第71話 決
「よし! 決まりね! それじゃあ、さっさと片付けちゃいましょう!」
僕の迷いを断ち切るように、ルイーゼが明るく宣言する。その顔には、どこか強気な挑戦的な笑みがあった。これから自分の命を賭けて罠に飛び込むというのに、自信に満ちた笑顔だった。悲壮感などまるで無い。その顔は、言外に「心配いらない」と僕に伝えているようだった。
僕にはそれがすごくありがたかった。ルイーゼに対する後ろめたさ、罪悪感を薄れさせてくれる。それどころか、ルイーゼの笑顔に、僕は勇気付けられるような心地さえした。
「守護結界! 庇う! ホーリーサークル!」
ルイーゼがスキルと魔法を発動する。僕たちの体に淡い緑の小さな光や赤い魔法陣が溶けるように沁み込んでいった。ルイーゼのギフトは【城塞】だ。自身の防御力を上げるパッシブスキルや、自身と味方の防御力を上げるアクティブスキルなど、主に防御力を上げるスキルが揃っている。
ルイーゼが、僕たちに背を向けて城門へと歩き出す。小さくて細い背中なのに、なんだかとても頼もしく感じた。
「ルイーゼ、無事に戻ってきてね!」
僕は祈るような気持ちでルイーゼに声援を送る。ルイーゼは歩みを止めず、こちらを振り返ることもなく、後ろ手に緩く手を振ってみせた。
「まぁ任せておきなさいって!」
ルイーゼを信じる気持ちは無論ある。でも、僕の中の心配や不安はしつこく消えてくれない。

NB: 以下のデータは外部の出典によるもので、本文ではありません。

Issue #2156, opened 2026-09-14
[Bug]: regular @triton.jit helper call inside dynamic tl.range fails Triton-to-Linalg conversion


Liamup777:
### Describe the bug

A regular `@triton.jit` helper that returns a value from two pointer-load branches fails during `ConvertTritonIRToLinalgIR` when it is called inside a dynamic `tl.range` loop.

This was reduced from vLLM's `_thinking_budget_kernel`, where `_load_effective_token` is called while scanning token ranges. All seven tested vLLM input scenarios fail with the same unresolved pointer materialization and invalid `tt.call`.

This appears related to #39, which reports the same conversion failure for `@triton.jit(noinline=True)` functions. The reproducer below does **not** set `noinline=True`; both functions use plain `@triton.jit`. As an ablation, calling the helper directly outside the dynamic `tl.range` succeeds in the same environment.

Minimal reproducer:

```python
import torch
import torch_npu  # noqa: F401
import triton
import triton.language as tl


@triton.jit
def load_effective_token(
    committed_ptr,
    committed_stride,
    pending_ptr,
    request_start,
    request_idx,
    committed_len,
    pos,
):
    if pos < committed_len:
        return tl.load(committed_ptr + request_idx * committed_stride + pos)
    pending_pos = request_start + pos - committed_len + 1
    return tl.load(pending_ptr + pending_pos)


@triton.jit
def reproduce_kernel(
    committed_ptr,
    pending_ptr,
    lengths_ptr,
    request_mapping_ptr,
    output_ptr,
    committed_stride,
):
    token_idx = tl.program_id(0).to(tl.int64)
    request_idx = tl.load(request_mapping_ptr + token_idx)
    committed_len = tl.load(lengths_ptr + request_idx)
    effective_len = committed_len + 1
    total = tl.zeros((), dtype=tl.int32)
    for pos in tl.range(committed_len - 1, effective_len):
        token = load_effective_token(
            committed_ptr,
            committed_stride,
            pending_ptr,
            token_idx,
            request_idx,
            committed_len,
            pos,
        )
        total += token
    tl.store(output_ptr + token_idx, total)


def main():
    device = "npu:1"
    committed = torch.tensor([[10, 11]], dtype=torch.int32, device=device)
    pending = torch.tensor([11, 20], dtype=torch.int32, device=device)
    lengths = torch.tensor([2], dtype=torch.int32, device=device)
[...]

Issue #39, opened 2026-04-27
Supporting  `noinline` kernel functions


dgarus:
### Describe the bug

When I try to use `@triton.jit(noinline=True)`, I get the following error:
```
python3 ./scripts/reproducer.py
loc("/workspace/./scripts/reproducer.py":14:0): error: failed to legalize unresolved materialization from ('memref<?xf32>') to '!tt.ptr<f32>' that remained live after conversion
loc("/workspace/./scripts/reproducer.py":14:0): error: failed to apply Conversion Patterns
loc("/workspace/./scripts/reproducer.py":18:23): error: 'tt.call' op 'level_1__Pfp32_i64__' does not reference a valid function
Traceback (most recent call last):
  File "/usr/local/python3.11.14/lib/python3.11/site-packages/triton/compiler/compiler.py", line 289, in compile
    next_module = compile_ir(module, metadata)
                  ^^^^^^^^^^^^^^^^^^^^^^^^^^^^
  File "/usr/local/python3.11.14/lib/python3.11/site-packages/triton/backends/ascend/compiler.py", line 1058, in <lambda>
    stages["ttadapter"] = lambda src, metadata: ttir_to_linalg(
                                                ^^^^^^^^^^^^^^^
  File "/usr/local/python3.11.14/lib/python3.11/site-packages/triton/backends/ascend/compiler.py", line 162, in ttir_to_linalg
    pm.run(mod)
RuntimeError: PassManager::run failed

The above exception was the direct cause of the following exception:

Traceback (most recent call last):
  File "/workspace/./scripts/reproducer.py", line 36, in <module>
    main()
  File "/workspace/./scripts/reproducer.py", line 27, in main
    debug_kernel[(1,)](x, out)
  File "/usr/local/python3.11.14/lib/python3.11/site-packages/triton/runtime/jit.py", line 333, in <lambda>
    return lambda *args, **kwargs: self.run(grid=grid, warmup=False, *args, **kwargs)
                                   ^^^^^^^^^^^^^^^^^^^^^^^^^^^^^^^^^^^^^^^^^^^^^^^^^^
  File "/usr/local/python3.11.14/lib/python3.11/site-packages/triton/runtime/jit.py", line 622, in run
    kernel = self._do_compile(key, signature, device, backend, target, constants, options, configs[0], warmup)
[...]

PR #2312, opened 2026-09-20
[TritonToLinalg](feat) Support multi-return kernel call  in kernel

TecJesh:
### Related Issue
https://github.com/triton-lang/triton-ascend/issues/2314
https://github.com/triton-lang/triton-ascend/issues/2156

### Summary

Lower tt.call ops that survive TTIR inlining into real device-side func.call in TritonToLinalg, fixing compile failures when a kernel calls a @triton.jit helper with multiple returns (branches) from inside a kernel.

1. Add TritonCallOpPattern: tt.call → func.call, forwarding the caller's trailing 6 grid args (program_id×3 + num_programs×3)
2. Stamp global_kernel only on the public entry kernel; skip declarations in addProgramInfo.
3. Preserve function visibility in convertTTFunc; inject host-side workspace/sync-block-lock args only into the public kernel; skip declarations in the step-8 walk.

New tests in test_kernel_function_call.py cover top-level, for-loop, nested-loop and nested-if calls.

### Background

- In make_ttir, the generic inliner cannot inline a multi-block callee (branches / multiple returns) into a single-block region such as a scf.for body or scf.if region, so calls inside loops / nested branches are retained as call nodes in TTIR. Verified that top-level calls to such
  helpers are inlined, so they never reach downstream passes.
- Verified that the GPU backend produces identical TTIR — the loop-body tt.call is retained there as well. The divergence is purely backend-side: NVIDIA's TritonToTritonGPU/TritonGPUToLLVM has handling for tt.call (lowers it to an LLVM device function call), while Ascend's TritonToLinalg
  had no handling for function calls in loop bodies → dialect conversion fails (memref materialization crash at the call boundary

### Why

- Lowering to func.call instead of inlining: honoring the call semantics is the only correct option once inlining is illegal.
- Forward the caller's grid args: Ascend has no device-side grid intrinsic — tl.program_id() lowers to a read of the function's tse values only exist at the entry kernel (host-filled at launch). Forwarding is what inlining would have done implicitly.
- global_kernel only on the public kernel: bishengir's AdaptTritonKernel treats every function with this attribute as a device entry and rewrites its argument list, which would corrupt a private callee's signature called via func.call.
- Preserve visibility + host args only on the kernel: helpers must stay private so host-side workspace/sync-block-lock args are iernel.
- Skip declarations: addProgramInfo's getBody().front().addArgument asserts on an empty body.

# New contributor declaration

  - [ ] I have added tests.
    - `/test` for `lit` tests
    - `/unittest` for C++ tests


third_party/ascend/unittest/pytest_ut/test_kernel_function_call.py
```diff
@@ -0,0 +1,232 @@
...
+            request_idx,
+            committed_len,
+            pos,
+        )
+        total += token
+    tl.store(output_ptr + token_idx, total)
+
+
+@triton.jit
+def helper_top(x_ptr, idx):
```
hongziqi, line 74: Suggest adding some MLIR test cases

third_party/ascend/unittest/pytest_ut/test_kernel_function_call.py
```diff
@@ -0,0 +1,232 @@
...
+import pytest
+import torch
+import torch_npu  # noqa: F401
+import triton
+import triton.language as tl
+import test_common
+
+
+@triton.jit
+def load_effective_token(
```
hongziqi, line 30: The current cases only have multiple returns for scalar, which should cover other ranges such as tensor, and it is necessary to test whether the cases with noinline=true are working properly now

third_party/ascend/unittest/pytest_ut/test_kernel_function_call.py
```diff
@@ -0,0 +1,232 @@
...
+    committed_ptr,
```
hongziqi, line 31: Suggest linking issue: https://github.com/triton-lang/triton-ascend/issues/39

それは、僕が決定を下した張本人だからだろう。ルイーゼに命の危険がある作戦を任せてしまった。僕がルイーゼを死地に追いやったのだ。
僕は、ルイーゼが無事にやり遂げてくれることを信じている。でも、同じくらい僕は僕のことを信じ切れないでいた。本当にこれで良かったのだろうか? もっと良い方法があるのではないだろうか? 悩みは、後悔は尽きない。
それでも、もう時間の針を戻すことはできない。僕にはもうルイーゼの無事を祈ることしかできないのだ。そして、僕には後悔の時間も祈りの時間も満足に与えられない。今回、僕はリーダーだ。次の指示を出さなくちゃいけない。
「もう話したけど、一応確認ね。敵リビングアーマーは2体。1体はハルトとリリーでできるだけ早く倒してほしい」
僕は、勇者化しているラインハルトとリリーで、敵リビングアーマー1体を速攻で潰すことに決めた。
「了解しました」
「んっ……!」
僕の言葉に、ラインハルトとリリーが頷いて応える。
「残る1体は、僕とイザベル、マルギット、ルイーゼで倒そう。ハルトとリリーは手出し無用で」
「分かったわ」
「あーしもやってやるし!」
敢えてラインハルトとリリーに手出しさせないのは、勇者ではない僕、イザベル、マルギットの攻撃がレベル7ダンジョンのモンスターに通用するか確かめるためだ。そして、ルイーゼの耐久力が通用するか確かめるためでもある。
これで指示に不足はないだろうか? 僕は心配になって、ついラインハルトの顔を見上げてしまう。
ラインハルトは僕の視線に気が付くと、力強く頷いてみせた。そのことに安堵して、溜息を漏らしそうになって、はたと気が付く。自分の戦闘準備をしていなかった。僕は急いで腰のマジックバッグからヘヴィークロスボウを取り出すのだった。
◇
「もういいかしらー?」
「もういいよー!」
大きな内壁の城門の前に居るルイーゼの問いかけに僕は答える。まるで子どもの遊びのようなやり取りだけど、場の空気に緩みは無い。むしろ、下手に動いたら切れてしまうのではないかと思うほど鋭く張り詰めていた。それも当然。これから始まるのは命を賭けた戦闘だ。そして、僕たち『融けない六華』の実力が、レベル7のダンジョンで通用するかどうかのテストでもある。
いまだに自分の判断に欠片も自信なんて持てないけど、もう引き返せないところまで来てしまった。心配や不安、恐怖は、晴れるどころかどんどん厚くなっていく。吐き気までしてきた。これがパーティリーダーの、皆の命の懸かった決定を下す者の苦しみなのだろう。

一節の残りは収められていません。